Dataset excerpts
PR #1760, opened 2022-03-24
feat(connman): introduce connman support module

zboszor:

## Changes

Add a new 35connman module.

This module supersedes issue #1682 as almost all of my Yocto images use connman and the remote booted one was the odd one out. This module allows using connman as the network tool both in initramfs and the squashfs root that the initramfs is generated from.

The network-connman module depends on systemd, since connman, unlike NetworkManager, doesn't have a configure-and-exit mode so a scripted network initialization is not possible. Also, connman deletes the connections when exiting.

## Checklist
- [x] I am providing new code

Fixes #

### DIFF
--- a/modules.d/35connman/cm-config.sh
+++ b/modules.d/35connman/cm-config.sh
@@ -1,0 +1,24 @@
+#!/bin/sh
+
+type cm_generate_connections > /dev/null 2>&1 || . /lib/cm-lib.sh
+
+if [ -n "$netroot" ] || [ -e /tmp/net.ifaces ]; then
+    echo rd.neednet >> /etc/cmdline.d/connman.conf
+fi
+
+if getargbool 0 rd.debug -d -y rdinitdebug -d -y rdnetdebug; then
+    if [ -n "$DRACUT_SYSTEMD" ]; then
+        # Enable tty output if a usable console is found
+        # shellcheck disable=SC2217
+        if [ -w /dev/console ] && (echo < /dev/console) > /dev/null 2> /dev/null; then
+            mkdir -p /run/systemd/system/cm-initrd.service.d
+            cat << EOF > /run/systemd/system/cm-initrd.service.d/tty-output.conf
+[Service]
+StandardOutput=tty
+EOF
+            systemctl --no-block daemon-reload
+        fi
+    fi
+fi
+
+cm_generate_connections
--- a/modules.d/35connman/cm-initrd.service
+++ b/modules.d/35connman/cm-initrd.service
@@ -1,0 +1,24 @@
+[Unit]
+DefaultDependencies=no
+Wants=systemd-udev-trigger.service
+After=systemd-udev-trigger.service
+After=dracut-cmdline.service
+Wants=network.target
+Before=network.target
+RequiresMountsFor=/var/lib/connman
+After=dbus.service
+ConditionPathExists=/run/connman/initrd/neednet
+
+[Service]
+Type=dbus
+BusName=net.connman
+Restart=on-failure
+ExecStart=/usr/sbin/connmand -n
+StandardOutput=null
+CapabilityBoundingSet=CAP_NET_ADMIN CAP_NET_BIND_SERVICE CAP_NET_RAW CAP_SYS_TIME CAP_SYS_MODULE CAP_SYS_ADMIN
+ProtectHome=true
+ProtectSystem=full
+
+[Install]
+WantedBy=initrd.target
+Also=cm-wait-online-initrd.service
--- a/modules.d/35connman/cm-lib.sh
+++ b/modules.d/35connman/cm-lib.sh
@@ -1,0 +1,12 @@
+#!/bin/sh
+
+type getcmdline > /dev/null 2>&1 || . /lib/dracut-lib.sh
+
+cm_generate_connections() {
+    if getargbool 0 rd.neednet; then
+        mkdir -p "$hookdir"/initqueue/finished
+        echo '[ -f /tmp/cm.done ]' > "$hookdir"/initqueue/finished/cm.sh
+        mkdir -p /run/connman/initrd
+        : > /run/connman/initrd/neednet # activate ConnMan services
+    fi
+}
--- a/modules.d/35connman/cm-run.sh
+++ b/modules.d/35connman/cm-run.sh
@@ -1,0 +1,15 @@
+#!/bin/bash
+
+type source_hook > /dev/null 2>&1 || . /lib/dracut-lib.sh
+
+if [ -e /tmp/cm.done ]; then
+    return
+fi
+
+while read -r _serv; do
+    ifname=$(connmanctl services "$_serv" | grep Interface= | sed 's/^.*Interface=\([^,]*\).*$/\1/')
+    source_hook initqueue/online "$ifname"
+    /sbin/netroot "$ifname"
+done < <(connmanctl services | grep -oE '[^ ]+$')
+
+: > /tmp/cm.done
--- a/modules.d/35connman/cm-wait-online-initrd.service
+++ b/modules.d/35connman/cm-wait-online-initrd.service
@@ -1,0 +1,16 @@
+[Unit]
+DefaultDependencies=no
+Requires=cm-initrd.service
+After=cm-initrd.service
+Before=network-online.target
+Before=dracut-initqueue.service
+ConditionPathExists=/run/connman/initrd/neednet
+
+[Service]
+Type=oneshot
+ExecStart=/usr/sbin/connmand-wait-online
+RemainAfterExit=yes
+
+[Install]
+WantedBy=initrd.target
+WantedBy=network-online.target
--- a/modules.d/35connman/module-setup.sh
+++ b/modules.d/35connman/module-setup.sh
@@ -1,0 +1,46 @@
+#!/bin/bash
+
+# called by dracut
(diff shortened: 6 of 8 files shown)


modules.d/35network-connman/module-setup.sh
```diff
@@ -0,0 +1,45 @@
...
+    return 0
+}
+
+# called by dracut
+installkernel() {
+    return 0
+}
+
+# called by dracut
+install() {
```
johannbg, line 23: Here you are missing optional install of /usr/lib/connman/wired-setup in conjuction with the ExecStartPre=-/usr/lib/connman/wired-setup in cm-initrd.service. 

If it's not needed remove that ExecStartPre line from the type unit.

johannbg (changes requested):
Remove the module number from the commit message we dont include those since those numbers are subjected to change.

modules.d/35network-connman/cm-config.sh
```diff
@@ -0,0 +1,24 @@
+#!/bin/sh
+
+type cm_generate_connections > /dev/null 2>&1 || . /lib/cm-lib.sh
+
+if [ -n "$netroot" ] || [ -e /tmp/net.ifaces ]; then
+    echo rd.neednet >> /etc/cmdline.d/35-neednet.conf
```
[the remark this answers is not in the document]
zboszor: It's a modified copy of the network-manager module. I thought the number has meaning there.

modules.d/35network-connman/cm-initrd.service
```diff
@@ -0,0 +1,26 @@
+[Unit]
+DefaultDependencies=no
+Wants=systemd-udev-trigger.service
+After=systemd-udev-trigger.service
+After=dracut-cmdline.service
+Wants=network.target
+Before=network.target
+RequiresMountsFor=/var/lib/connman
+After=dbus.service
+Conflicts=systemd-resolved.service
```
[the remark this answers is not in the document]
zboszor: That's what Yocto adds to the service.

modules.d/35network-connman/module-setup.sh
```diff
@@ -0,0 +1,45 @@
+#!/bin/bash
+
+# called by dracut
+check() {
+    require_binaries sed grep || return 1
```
==
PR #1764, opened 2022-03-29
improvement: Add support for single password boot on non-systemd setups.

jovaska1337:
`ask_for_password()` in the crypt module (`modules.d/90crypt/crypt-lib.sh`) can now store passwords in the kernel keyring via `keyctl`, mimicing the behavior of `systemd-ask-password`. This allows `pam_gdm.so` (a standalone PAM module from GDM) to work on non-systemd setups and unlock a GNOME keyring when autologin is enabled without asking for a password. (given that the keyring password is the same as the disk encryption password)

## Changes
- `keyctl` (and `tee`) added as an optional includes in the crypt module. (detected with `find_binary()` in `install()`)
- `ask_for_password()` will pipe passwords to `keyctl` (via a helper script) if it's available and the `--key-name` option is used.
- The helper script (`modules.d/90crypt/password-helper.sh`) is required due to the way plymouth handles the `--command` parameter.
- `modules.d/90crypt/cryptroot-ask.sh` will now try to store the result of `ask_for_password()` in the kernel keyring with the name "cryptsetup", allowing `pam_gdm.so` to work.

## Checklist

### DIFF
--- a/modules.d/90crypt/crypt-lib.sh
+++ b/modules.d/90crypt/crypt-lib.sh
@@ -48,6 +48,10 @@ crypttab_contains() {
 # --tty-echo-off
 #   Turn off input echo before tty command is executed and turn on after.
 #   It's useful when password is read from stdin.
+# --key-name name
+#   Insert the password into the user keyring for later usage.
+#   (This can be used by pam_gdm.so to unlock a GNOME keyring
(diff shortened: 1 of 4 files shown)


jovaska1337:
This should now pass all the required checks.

*Task objective*: Retype only this portion of the data above: the line containing "PR #1760, opened 2022-03-24", the line containing "--- a/modules.d/35connman/cm-lib.sh", and all lines between them, exactly.

*Expected answer*:
PR #1760, opened 2022-03-24
feat(connman): introduce connman support module

zboszor:

## Changes

Add a new 35connman module.

This module supersedes issue #1682 as almost all of my Yocto images use connman and the remote booted one was the odd one out. This module allows using connman as the network tool both in initramfs and the squashfs root that the initramfs is generated from.

The network-connman module depends on systemd, since connman, unlike NetworkManager, doesn't have a configure-and-exit mode so a scripted network initialization is not possible. Also, connman deletes the connections when exiting.

## Checklist
- [x] I am providing new code

Fixes #

### DIFF
--- a/modules.d/35connman/cm-config.sh
+++ b/modules.d/35connman/cm-config.sh
@@ -1,0 +1,24 @@
+#!/bin/sh
+
+type cm_generate_connections > /dev/null 2>&1 || . /lib/cm-lib.sh
+
+if [ -n "$netroot" ] || [ -e /tmp/net.ifaces ]; then
+    echo rd.neednet >> /etc/cmdline.d/connman.conf
+fi
+
+if getargbool 0 rd.debug -d -y rdinitdebug -d -y rdnetdebug; then
+    if [ -n "$DRACUT_SYSTEMD" ]; then
+        # Enable tty output if a usable console is found
+        # shellcheck disable=SC2217
+        if [ -w /dev/console ] && (echo < /dev/console) > /dev/null 2> /dev/null; then
+            mkdir -p /run/systemd/system/cm-initrd.service.d
+            cat << EOF > /run/systemd/system/cm-initrd.service.d/tty-output.conf
+[Service]
+StandardOutput=tty
+EOF
+            systemctl --no-block daemon-reload
+        fi
+    fi
+fi
+
+cm_generate_connections
--- a/modules.d/35connman/cm-initrd.service
+++ b/modules.d/35connman/cm-initrd.service
@@ -1,0 +1,24 @@
+[Unit]
+DefaultDependencies=no
+Wants=systemd-udev-trigger.service
+After=systemd-udev-trigger.service
+After=dracut-cmdline.service
+Wants=network.target
+Before=network.target
+RequiresMountsFor=/var/lib/connman
+After=dbus.service
+ConditionPathExists=/run/connman/initrd/neednet
+
+[Service]
+Type=dbus
+BusName=net.connman
+Restart=on-failure
+ExecStart=/usr/sbin/connmand -n
+StandardOutput=null
+CapabilityBoundingSet=CAP_NET_ADMIN CAP_NET_BIND_SERVICE CAP_NET_RAW CAP_SYS_TIME CAP_SYS_MODULE CAP_SYS_ADMIN
+ProtectHome=true
+ProtectSystem=full
+
+[Install]
+WantedBy=initrd.target
+Also=cm-wait-online-initrd.service
--- a/modules.d/35connman/cm-lib.sh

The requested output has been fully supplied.